The goal of this project was to put in practice all the theoretical and pratical knowledge gained in the Data Visualisation Course of my Data Science and Engineering master.
This visualisation gives important insights to the user about Data Professionals and their background, activities they perform, education level, income, programming languages they use. It is composed by 4 idioms: parallel set, radio chart, individual plot with counts and finally a heatmap.
This visualisation gives answers to a variaty of questions about data professionals and what they are made of. An user can ask a simple question such as "Which are the education levels that guarantee the highest incomes", and for answering this question the user only need to visualise one idiom, the individual plot with counts, and take their conclusions. More complex questions can be asked and answered by analizing different idioms for the same question. This is possible through interaction between idioms.
The visualisation was developed using D3.js, a powerfull tool for developing customize visualisations using javascript. For the styling was used Bootstrap, a css framework.
The next figure shows the layout of the visualisation.
top row, left idiom - Parallel set that gives information about the different roles of the data professionals and the programming languages they use.

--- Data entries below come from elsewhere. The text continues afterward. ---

PR #18698, opened 2024-05-01
Make unreadied players count for 1/2 a player for gamemode scaling purposes

TobleroneSwordfish:
[BALANCE] [GAMEMODES]
## About the PR 
Standardizes all the roundstart gamemode player counting logic and adds 1/2 the number of unreadied players to the total. Does not affect choosing modes like revs at low-pop.

## Why's this needed? 
Roundstart ready % hovers around 50-60% on RP3 these days, with most of the remaining players latejoining shortly afterwards. I think figuring out *why* and solving that is something worth doing but currently it means that there are about half as many antags as there should be, which is not good.
This should work as a bandaid to help the problem a bit in the meantime.
## Changelog 

```changelog
(u)LeahTheTech
(*)Unreadied players now contribute 1/2 of a readied player to roundstart gamemode scaling. (Yes this means more antags on average)
```

### DIFF
--- a/code/datums/gamemodes/assday_classic.dm
+++ b/code/datums/gamemodes/assday_classic.dm
@@ -23,12 +23,7 @@
 
 /datum/game_mode/assday/pre_setup()
 
-	var/num_players = 0
-	for(var/client/C)
-		var/mob/new_player/player = C.mob
-		if (!istype(player)) continue
-		if (player.ready)
-			num_players++
+	var/num_players = src.roundstart_player_count()
 
 	var/num_traitors = 1
 	var/num_wraiths = 1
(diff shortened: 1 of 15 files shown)


AXLFAN2000:
This is awesome

Glamurio:
> I think figuring out _why_ and solving that is something worth doing

It's honestly not too complicated of a reasoning. Off the top of my head I can think of 3 primary reasons:
- You want to play a special gimmick role (Daily or otherwise)
- You want to play a job but only under specific circumstances (maybe you want to play botanist, but not if you're the only botanist)
- You want to roleplay a very specific type of character that you've rolecrafted for a specific job, and if that job is not available, you'd rather play another character

As someone who likes to roleplay specific characters, I actually frequently latejoin myself.

Tarmunora (approved):

PR #18701, opened 2024-05-01
Stops unconscious people spinning

TobleroneSwordfish:
[BUG] [PLAYER ACTIONS] [BALANCE]
## About the PR 
Prevents ijkl spinning while knocked out or dead.

## Why's this needed? 
I know this is a bug that's been around since the beginning of time and is probably Soul but:
- How many times have you seen a player try to kidnap someone and get immediately outed because the "unconscious" body they're dragging behind them is spinning faster than the reactor turbine?
- This makes kidnapping and using knockout chems in any kind of sneaky way essentially impossible
- It removes any suspense/potential deceit from "is that person dead or just knocked out?" (we have a chemical that is literally a *Romeo and Juliet* reference but it can't be used to make someone seem dead!)

The only downside I can see is people maybe not being rescued from N2O clouds as often due to being mistaken for a corpse, but also if you see a horizontal person in a cloud of knockout gas you should be able to make a pretty good guess that they're still alive.

## Changelog 

```changelog
(u)LeahTheTech
(*)Unconscious people can no longer spin.
```


ZeWaka:
SOUL

Xkeeper0:
if both this and hearing people while KO'd get put in i'm rioting.

Tarmunora:
SOUL

Laboredih123:
need my SOUL

Wisemonster:
If this gets merged, someone could considering adding some kind of indicator next to people if they are asleep, like some zzzs next to their head (unless their are under the affects of the aforementioned chem that only makes you look like your dead), considering you can tell if someone is asleep or dead by examining them.

Laboredih123:
i think this is one thing where classic and rp really differ, would prefer if this was rp mode only

NightmareChamillian:
I want to be for this change but every time I've had someone walk directly by me when I was KO'd when **spinning** in an n20 cloud. Or had someone walk by me when I was in crit KO'd **spinning** on the ground. Or had someone walk straight past me when I was dead, in front of the cloner, soon to be rotting, while **spinning** on the ground came into mind. 

It's tough on the station, and this would absolutely take away what little power unconscious people have. If the "can hear when unconscious" PR gets merged I'd definitely be for this change but as it stands it's a hard sell.

Flaborized:
I already argued for it on the forums but yeah I think this is a Good Idea (for both servers) and that just because it's somewhat funny doesn't make it worth keeping automatically.

TobleroneSwordfish:
Closing in favour of #18746

PR #18707, opened 2024-05-02
offline mob/player indicator

Xkeeper0:
## About the PR 
image image

adds a little indicator for people who have disconnected.

(after a few minutes it dims a bit to show they've been off for a while)

## Why's this needed?

there's nothing like walking up to someone and going *wave howdy partner! how's it going! and then you notice they're not actually there and likely haven't been for the last 30 minutes. this solves that.

## Changelog

```changelog
(u)Zamujasa
(*)Players who disconnect now have a little "Zz" over their head.
```


DisturbHerb:
Kinda disagree with it being neon green, even if it pops out a lot easier from the background. Just a personal aesthetic quibble, but on the whole good feature.

Sbmhawk:
^ I think light blue would be better personally

Xkeeper0:
this is 100% programmer art, haha. some kind of light blue will probably be better

Glamurio:
Yes, this, please. This is genius.

TobleroneSwordfish:
I don't really like this because it's very meta and breaks a lot of admin gimmicks, buuut if we're going to have it then it should at least only be for humans so it doesn't mess with AIs, critters etc.

Xkeeper0:
the admin gimmicks thing is something that would be nice to change (could be like checking if the last ckey is an admin i guess)

it shouldn't mess with ais or critters other than showing when a living player was inside of it and no longer is, which i'm having trouble thinking of examples of this happening outside of disconnects. there's a "bug" where an ai that deploys to a shell makes the core show "Zz", but that one isn't intentional

it is very meta, though, and that's the intent -- helping people not have to alt-click on every person before they try interacting only to find out the person is offline

code/mob/living.dm
```diff
@@ -37,6 +37,7 @@
 
 	var/move_laying = null
 	var/has_typing_indicator = FALSE
+	var/has_offline_indicator = FALSE
```
Sovexe, line 40:
```suggestion
```

code/procs/mobprocs/offline_indicator.dm
```diff
@@ -0,0 +1,77 @@
...
+				src.UpdateOverlays(offline_a_while_indicator, OFFLINE_OVERLAY_KEY)
+
+/mob/living/remove_offline_indicator()
+	if (src.has_offline_indicator)
+		src.has_offline_indicator = FALSE
+		UnregisterSignal(src, COMSIG_MOB_DEATH)
+		src.UpdateOverlays(null, OFFLINE_OVERLAY_KEY)
+
+
+#undef OFFLINE_OVERLAY_KEY
```
Sovexe, line 77:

By clicking at the elements (roles, programming languages and bars) it interacts with the other idioms and filters the data.
top row, right idiom - Radar chart that gives information about the activities perform by data professionals.
bottom row, left idiom - Individual plot with counts that gives information about the education level of these data professionals and the income they earn. Clicking in the education level filters the data in all the idioms showing data that corresponds to the selected education level
bottom row, right idiom - Heatmap that gives information about the data professional roles and how they are distributed in company sizes. Selecting a specific role will filter the data and change all the idioms.
The next figure shows the changes in the idioms after selecting a role in the last idioms (bottom, right)
The dataset was obtained from a Kaggle Contest - "2020 Kaggle Machine Learning & Data Science Survey". Before start building the visualisation, first the data was cleaned and pre-processed to only use data that was relevant for the purpose of this visualisation. Irrelevant items were removed and irrelevant attributes were dropped.